# Underground Tortoise Bunker



## Tom (Aug 28, 2010)

This is my latest project. It was inspired by some of the really cool caves and shelters I saw here on the forum, but mostly I got the idea from Tyler. I've always wanted my sulcatas to be able to be underground, somehow, but I don't want them to just start digging willy-nilly all over the place and get stuck in a collapsed or flooded tunnel. This is Daisy's pen and it was sort of a small scale experiment. I intend to add a heat mat when fall gets here and watch the over night temps, without her in it. If I like how it goes, I intend to do something similar on a large scale for the adults."Underground" chamber dimensions are 2x3' and I filled it with 3-4" of peat moss and coco chips.

Start of construction.






Top, before insulation.





Coming together now.





Starting to dig... not fun in 114 degree weather, in direct sun, in rocky, rooty, hardpacked soil.





Checking the fit.





Adding the tunnel.





This piece is sort of a rain cover. Its around 20" of ground covered and sloped away from the tunnel entrance. Unless water starts flowing uphill, it can't flood the underground chamber from here.





The interior of the chamber showing peat and coco chips, as well as temp/humidity probe and Daisy.





Finished and buried. She's in there in this pic.

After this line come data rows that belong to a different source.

PR #1865, opened 2019-02-18
removed copy for pilosa roaring files

### LINKED ISSUE #1850: roaring.Bitmap.UnmarshalBinary - streaming variant

### Description
Right now to unmarshal bitmap from file requires to read it all into memory - that proves to be the highest memory consumer when working with big bitmaps. Would be good if it would be possible to unmarshal binary from Reader
No need to read entire bitmap file into memory to unmarshal it

tgruben:
## Overview

Due to the fact that pilosa roaring files do not mutate the internal bitmaps we can avoid a costly copy on import.   
Fixes #1850

### DIFF
--- a/api.go
+++ b/api.go
@@ -323,21 +323,21 @@ func (api *API) ImportRoaring(ctx context.Context, indexName, fieldName string, 
 					if len(viewData) == 0 {
 						return fmt.Errorf("no data to import for view: %s", viewName)
 					}
-					// must make a copy of data to operate on locally.
-					// field.importRoaring changes data
 					fileMagic := uint32(binary.LittleEndian.Uint16(viewData[0:2]))
-					if fileMagic == roaring.MagicNumber { // if pilosa roaring
+					if fileMagic == roaring.MagicNumber { // if pilosa roaring format
 						err = field.importRoaring(viewData, shard, viewName, req.Clear)
 						if err != nil {
-							return err
+							return errors.Wrap(err,"import pilosa roaring")
 						}
 
 					} else {
+					// must make a copy of data to operate on locally on standard roaring format.
+					// field.importRoaring changes the standard roaring run format to pilosa roaring
 						data := make([]byte, len(viewData))
 						copy(data, viewData)
 						err = field.importRoaring(data, shard, viewName, req.Clear)
 						if err != nil {
-							return err
+							return errors.Wrap(err,"import standard roaring")
 						}
 					}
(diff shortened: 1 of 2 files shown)


api.go
```diff
@@ -324,11 +325,20 @@ func (api *API) ImportRoaring(ctx context.Context, indexName, fieldName string,
...
-						return err
+					fileMagic := uint32(binary.LittleEndian.Uint16(viewData[0:2]))
+					if fileMagic == roaring.MagicNumber { // if pilosa roaring
+						err = field.importRoaring(viewData, shard, viewName, req.Clear)
+						if err != nil {
+							return err
+						}
+
+					} else {
+						data := make([]byte, len(viewData))
```
jaffee: let's move the comment from above down here and edit it a bit to explain what modifies the data

travisturner: any benefit in wrapping the errors too?

jaffee: definitely... good call

api.go
```diff
@@ -322,13 +323,22 @@ func (api *API) ImportRoaring(ctx context.Context, indexName, fieldName string,
...
-					data := make([]byte, len(viewData))
-					copy(data, viewData)
-					err = field.importRoaring(data, shard, viewName, req.Clear)
-					if err != nil {
-						return err
+					fileMagic := uint32(binary.LittleEndian.Uint16(viewData[0:2]))
+					if fileMagic == roaring.MagicNumber { // if pilosa roaring format
+						err = field.importRoaring(viewData, shard, viewName, req.Clear)
+						if err != nil {
+							return errors.Wrap(err, "import pilosa roaring")
```
travisturner:
```suggestion
							return errors.Wrap(err, "importing pilosa roaring")
```

api.go
```diff
@@ -322,13 +323,22 @@ func (api *API) ImportRoaring(ctx context.Context, indexName, fieldName string,
...
+						}
+
+					} else {
+						// must make a copy of data to operate on locally on standard roaring format.
+						// field.importRoaring changes the standard roaring run format to pilosa roaring
+						data := make([]byte, len(viewData))
+						copy(data, viewData)
+						err = field.importRoaring(data, shard, viewName, req.Clear)
+						if err != nil {
+							return errors.Wrap(err, "import standard roaring")
```
travisturner:
```suggestion
							return errors.Wrap(err, "importing standard roaring")
```

PR #1970, opened 2019-05-10
Fix filter calls in GroupBy not being translated

### LINKED ISSUE #1967: Group by filter doesn't work with field string keys
### What's going wrong?
When running a group by query with a filter expression providing a string key for in the field returns the following error:

`{"error":"executing: executing group by filter for shard 0: Row() error with arg for row: could not convert x of type string to uint64 in Call.UintArg"}`

### What was expected?

A normal group count response with the results filtered based on the supplied expression, similar to:

`{"results":[[{"group":[{"field":"test","rowKey":"y"},{"field":"test2","rowKey":"y"}],"count":1}]]}`

1. Create an index with string keys
1. Create a couple of fields with string keys
1. Add some rows
1. Run a group by query similar to  `GroupBy(Rows(field='test'),Rows(field='test2'), filter=Row(test='x'))`

Version 1.2.0

Solo server on Docker in MacOS

jaffee:
## Overview

Fixes #1967 

## Pull request checklist

## Code review checklist

### DIFF
--- a/executor_test.go
+++ b/executor_test.go
@@ -3262,23 +3262,35 @@ func TestExecutor_GroupByStrings(t *testing.T) {
 	}
 
 	tests := []struct {
-		query string
+		query    string
+		expected []pilosa.GroupCount
 	}{
 		{
+			query: "GroupBy(Rows(generals))",
+			expected: []pilosa.GroupCount{
+				{Group: []pilosa.FieldRow{{Field: "generals", RowID: 1, RowKey: "r1"}}, Count: 5},
+				{Group: []pilosa.FieldRow{{Field: "generals", RowID: 2, RowKey: "r2"}}, Count: 5},
+			},
+		},
+		{
 			query: "GroupBy(Rows(generals), filter=Row(generals=r2))",
+			expected: []pilosa.GroupCount{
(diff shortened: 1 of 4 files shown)


executor_test.go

The end result. The bottom two numbers are current temp and humidity where ever the unit sits. In this case in the shade near the pen. The upper numbers are temp and humidity where the probe sits, in the underground chamber, and the high and low for the last 24 hours. The probe wasn't in there when that high and low were recorded. It basically stayed 80-81 all day down there and 84% humidity, even though it was in the direct sun all day on a 100 degree day.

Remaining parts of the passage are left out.